When the same force is applied to identical objects moving at different relativistic speeds, how are they affected? For the purposes of this question we can assume these objects are in identical electric fields and have the same charge, but let their momentum 4-vectors be $p_1$ and $p_2$. I've seen force defined as the coordinate time derivative of the 3-momentum. If $\frac{dp_1}{dt}$ and $\frac{dp_2}{dt}$ have the same space components then they would have to have different time components, which we can see by differentiating $E^2-P^2=m_0^2$. (A geometric way to see this is that any derivative of a 4-momentum must lie tangent to the hyperbola of constant rest mass.) That seems unlikely to me that identical forces would produce the same change in the space components of the momentum but not the time component. We run into the same problem if we try to define force as the proper time derivative of momentum: if we claim that $\frac{dp_1}{d\tau}$ and $\frac{dp_2}{d\tau}$ have the same space components, then their time components must be different.

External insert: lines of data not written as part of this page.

PR #1692, opened 2015-05-15
Remove Adyen adapter

ntalbott:
Adyen does not allow any access to their third party API, so having an adapter for them is just misleading. If they eventually open up their API, this adapter did work against their test environment and could be refreshed to add support back in.

However, be 100% sure Adyen has actually changed their policy before adding back; individual Adyen reps may not know policy, and could give bad information regarding accessibility of the direct API.

@girasquid can you :+1: this for Shopify?


girasquid:
:+1:

j-mutter:
:fire:

PR #1696, opened 2015-05-15
CASHnet: uri encode the merchant gateway name

mrezentes:


ntalbott:
Not sure how to test this, so :+1:.

mrezentes:
I felt the same way.

PR #1697, opened 2015-05-17
Litle Gateway: Enhancements to error handling and tokenization

jasonbosco:
- When a Litle request fails due to an XML schema validation error, currently the error message is silently lost and not surfaced in the response object returned. I've fixed this issue by surfacing the `response` and `message` attributes of the top level `litleOnlineResponse` node in the response object.

- Litle allows passing the credit card verification value with tokenization requests as per their documentation (Litle_XML_Reference_Guide_XML8.14_V2.27.pdf: Pg 189):

 > When you submit the CVV2/CVC2/CID in a registerTokenRequest, the Litle platform encrypts and stores the value on a temporary basis for later use in a tokenized Auth/Sale transaction submitted without the value. This is done to accommodate merchant systems/workflows where the security code is available at the time of token registration, but not at the time of the Auth/Sale.

I've added support for this.

### DIFF
--- a/lib/active_merchant/billing/gateways/litle.rb
+++ b/lib/active_merchant/billing/gateways/litle.rb
@@ -264,6 +264,12 @@ module ActiveMerchant #:nodoc:
           end
         end
 
+        if parsed.empty?
+          %w(response message).each do |attribute|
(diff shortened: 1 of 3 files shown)


girasquid:
Thanks!

PR #1698, opened 2015-05-18
Indicate a recurring billing method to indicate CVV is not expected

walkertexascoder:
From NMI: "It looks like there is an indication that can be submitted
with the transaction that will indicate it is a recurring charge (not
a first time charge) and it should not expect the CVV to be passed.
The “billing-method” will need to be indicated as “recurring” when the
sale is passed through the API"

This is not a problem for most customers but fails for Optimal
Payments, in particular.


walkertexascoder:
@bvandenbos :eyes: please.

PR #1699, opened 2015-05-18
BPoint gateway - add all response data to params, rename transaction_number => authorization

tjstankus:


duff:
@tjstankus I'm wondering whether an approach like:

https://github.com/Shopify/active_merchant/blob/master/lib/active_merchant/billing/gateways/cenpos.rb#L229

or

https://github.com/Shopify/active_merchant/blob/master/lib/active_merchant/billing/gateways/litle.rb#L252

or

https://github.com/Shopify/active_merchant/blob/master/lib/active_merchant/billing/gateways/bridge_pay.rb#L121

might be simpler than explicitly listing the elements.

tjstankus:
The one caveat with handling the response nodes like that is there's one duplicate node name. A simplified example:

```xml
<ProcessPaymentResult>
  <ResponseCode>string</ResponseCode>
</ProcessPaymentResult>
<response>
  <ResponseCode>string</ResponseCode>
</response>
```

So, both `<response>` and `<ProcessPaymentResult>` have `<ResponseCode>` nodes. This could be handled by using hash keys built from two node names, e.g. `response_response_code`, but that looks kinda gross. Are there any objections to using a nested hash, e.g.:

```ruby
{ process_payment_result: { response_code: 'abc' }, response: { response_code: '123' } }
```

tjstankus:
On an unrelated note, interesting that the Travis build would fail on a Stripe-related error for this PR.

tjstankus:
@duff Ping ^^ - sorry forgot to @ you in previous comments

ntalbott:
@tjstankus general rule of thumb for the `Response#params` hash is that it's allowed and expected to be ugly. API consumers that want beauty should use the specific accessors, and should not depend on the contents of `params`, and so `params` is a quick and dirty, as automatic as possible mapping of the response into a hash. It's sort of "feels right if you're doing it right" thing - the recommended usage path is nice, the not recommended path is a bit grungy.

For this specific case, we generally solve it by using prefixes as you outlined.

duff:
:+1: for ugly prefixes!

tjstankus:
@duff refactored response parsing logic now in place

tjstankus:
Removed `transaction_id` from options per conversation with @duff

PR #1701, opened 2015-05-19
Sagepay: Add Verify

anellis:


test/unit/gateways/sage_pay_test.rb
```diff
@@ -186,6 +186,20 @@ def test_successful_store
     assert_equal '1', response.authorization
   end
 
+  def test_successful_verify
+    response = stub_comms do
+      @gateway.verify(@credit_card, @options)
+    end.respond_with(successful_purchase_response)
```
duff: Since `verify` is using `authorize` and `void` under the covers, I'm thinking you'll want to use those rather than `successful_purchase_response`.  Similar to this:

https://github.com/Shopify/active_merchant/blob/master/test/unit/gateways/merchant_partners_test.rb#L201-L215

anellis: Makes sense! In the existing tests they were using the
successful/unsuccessful purchase stubs for everything (purchase, store, avs
results, cvv results, etc) so I just continued that pattern but I can make
a separate stub for authorize and void.

PR #1702, opened 2015-05-19
Litle Gateway: Ability to optionally use paypage_registration_id 

dontmatta:
Ability to optionally use Litle's paypage registration id obtained via iframe, to make authorization call for token


dontmatta:
Sorry, double clicked.  Let me close this and fix the issues.

PR #1704, opened 2015-05-20
Litle Gateway: Ability to store credit card using paypage

dontmatta:
This allows users to store the credit card using the paypage registration id rather than the credit card number.  This allows users to use either the Litle JS or iframe implementation.


dontmatta:
Can someone please take a look at this?  Thanks!

PR #3126, opened 2019-01-28
Blue Snap: Supports Level 2/3 data

molbrown:
Adds fields to enable Level 2/ Level 3 data, with existing
Nokogiri-Builder request structure for this gateway.

ECS-61

Unit:
20 tests, 76 assertions, 0 failures, 0 errors, 0 pendings, 0 omissions, 0 notifications
100% passed

Remote:
26 tests, 76 assertions, 2 failures, 0 errors, 0 pendings, 0 omissions, 0 notifications
92.3077% passed
Unrelated failures, caused by updated error messages and store functionality.

### DIFF
--- a/lib/active_merchant/billing/gateways/blue_snap.rb
+++ b/lib/active_merchant/billing/gateways/blue_snap.rb
@@ -191,6 +191,7 @@ module ActiveMerchant
         doc.send('merchant-transaction-id', truncate(options[:order_id], 50)) if options[:order_id]
         doc.send('soft-descriptor', options[:soft_descriptor]) if options[:soft_descriptor]
         add_description(doc, options[:description]) if options[:description]
+        add_level_3_data(doc, options)
       end
 
       def add_address(doc, options)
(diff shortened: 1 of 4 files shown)


lib/active_merchant/billing/gateways/blue_snap.rb
```diff
@@ -204,6 +205,41 @@ def add_address(doc, options)
         doc.zip(address[:zip]) if address[:zip]
       end
 
+      def add_level_3_data(doc, options)
+        return unless options[:customer_reference_number]
```
molbrown: Added return condition here to prevent empty `level-3-data` container tag.

curiousepic:
Are Level 2 fields actually part of this?

molbrown:
The difference between Level 2 or 3 (or 2 with TAA) depends on the fields passed, but all are put in the `level-3-data` container - https://developers.bluesnap.com/docs/level-23-data

lib/active_merchant/billing/gateways/blue_snap.rb
jknipp: Going to ask the obvious, can `customer_reference_number` be excluded but 1 or more of the other fields provided, where we should send L3 data elements?

molbrown: Good q- `customer_reference_number` and `sales_tax_amount` are the only fields required by all 3 processing types: Level 3, Level 2, Level 2 with TAA. There are no processing types that are valid without both of those.

molbrown: (Level 3 requires several more in addition)

jknipp: 👍

PR #3127, opened 2019-01-29
Append error messages to Cecabank response

therufs:
Pursuant to [ECS-96](https://spreedly.atlassian.net/browse/ECS-96) and in lieu of https://github.com/spreedly/core/pull/3527.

So what happens in reality when we apply the same force to two identical objects with different momentums? The change in the momentums considered as a 4-vector cannot be the same for the two objects, so what is the same between the two situations? Is it one of the two cases I outlined above, or is it something else?
 A: If by same force, you mean same change in momentum, $\Delta\vec p$, then the change in four momentum:
$$ \Delta p^{\mu} = (\Delta E/c, \Delta\vec p)$$
is orthogonal to the 4-momentum:
$$ \Delta p^{\mu}p_{\mu} = (\Delta E/c, \Delta\vec p)(E/c, \vec p)=\frac{E\Delta E}{c^2}-(\Delta\vec p)\cdot \vec p = 0 $$
which means:
$$ \Delta E = \frac{(\Delta\vec p)\cdot \vec p}{||\vec p^2||+mc^2}$$
which is not much different from differentiating $E^2+(pc)^2=(mc^2)^2$.
The other way to look at it is via:
$$ p^{\mu}=(\gamma m c, \gamma m \vec v)=mu^{\mu}$$
where the 4-velocity is:
$$ mu^{\mu} = (\gamma c, \gamma \vec v) $$
The 4-force:
$$ F^{\mu} = (\frac{\gamma \vec f \cdot \vec v} c, \gamma \vec f)$$
where $\vec f\cdot \vec u = \frac{dE}{dt}$, and equal 3-forces will pick up different $\gamma$ factors in the $F_{i}$. All this keeps the energy and momentum on-shell.
The 4-acceleration given by:
$$ F^{\mu} =ma^{\mu}$$
with the four-acceleration being orthogonal
$$ a^{\mu}u_{\mu} = 0 $$
so that no matter what
$$u^{\mu}u_{\mu}=c^2$$